Мы редко говорим о том, как тогда все было у нас дома, но когда говорим, я вспоминаю малышку Анни, ходившую с зеркалом по квартире, где она жила со своими родителями, среди мебели и других вещей, ее окружавших, которыми пользовались она и ее родители, с которыми она ежедневно сталкивалась, которые входили в ее действительность. Она не отталкивалась от этих предметов, она ходила между ними туда и сюда, не задевая их, она знала здесь все, она знала каждую царапину на паркетном полу, знала дверные щели, кромки ковров, она ходила, как ходят очарованные странники, она представляла себе волшебный мир, сосредоточенный в белой глубине комнатной люстры, сказочный мир, о котором она знала, что на самом деле его никогда не было, но она надеялась, что когда-нибудь он появится, потому что сказки в ее книжках были написаны в форме прошедшего времени и многие из них начинались со слова однажды.
Когда мы сегодня, пусть редко, но все же неотступно, обсуждаем былое, пытаемся разбудить старые образы, у меня создается впечатление, будто мы делаем почти, то же самое, что и Анни, творящая из жизни сказку.
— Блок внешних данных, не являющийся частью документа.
PR #46, opened 2022-12-12
Changes 4

SanjeevLakhwani:
- converted overlay button to floatbutton element with tooltip
- Added terms of use in footer
- Added about section on overview
- Translation are now fetched from static sources made by webpack


brouillette:
LGTM

PR #52, opened 2022-12-22
Chart improvements

davidlougheed:
* Show more labels for bar charts with few categories
* Increase X axis label distance to avoid some overlaps


gsfk (approved):
Looks better! There's now more overlapping tick labels and x-axis labels, but this is a separate issue we can handle elsewhere.

PR #490, opened 2019-09-22
Size reduce the Luftdaten logo

dirkmueller:
Instead of duplicating this in every intl* file we can include
a common logo definition, as it seems to be the same everwhere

Мы перемещаемся в настоящем, не узнавая его, в зеркале появляются образы канувшего в прошлое мира, мы понимаем, что этот мир теперь не имеет никакой связи с действительностью, но в воспоминаниях он остается неизменным. Здесь стояло пианино, там — красивые старомодные комоды, старый письменный стол, книжный шкаф (справа и слева над дверными створками — два сфинкса с позолоченными лапами, помнишь?), часы с алебастровыми колоннами и с музыкой, которая начинала играть сразу после часового боя, стол с мраморной столешницей (помнишь фарфоровую посуду из Карлсбада?), посудный шкаф, в котором хранились старинные бокалы. Канувший в прошлое мир, мир волшебства, подобный сказочному миру, в котором жила малышка Анни, мир, который давно уже изменился. Вокруг местность, которая давно стала другой, улицы, которые, может быть, уже и не существуют, люди, которые уже давно умерли.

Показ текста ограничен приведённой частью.